━━ Extracted records

PR #118, opened 2018-05-24
Add arp-driver to arp pelux image

TSAnsari:
Signed-off-by: tansari <tansari@luxoft.com>


thenor:
@frznlogic It was a renaming of the layer. I guess that could have been mentioned in the commit message.

frznlogic:
Ah ok, thanks @thenor for the update ;).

━━━━

■ **Task details**
Transcribe every line of the records exactly, please.

■ **Output below**
PR #118, opened 2018-05-24
Add arp-driver to arp pelux image

TSAnsari:
Signed-off-by: tansari <tansari@luxoft.com>


thenor:
@frznlogic It was a renaming of the layer. I guess that could have been mentioned in the commit message.

frznlogic:
Ah ok, thanks @thenor for the update ;).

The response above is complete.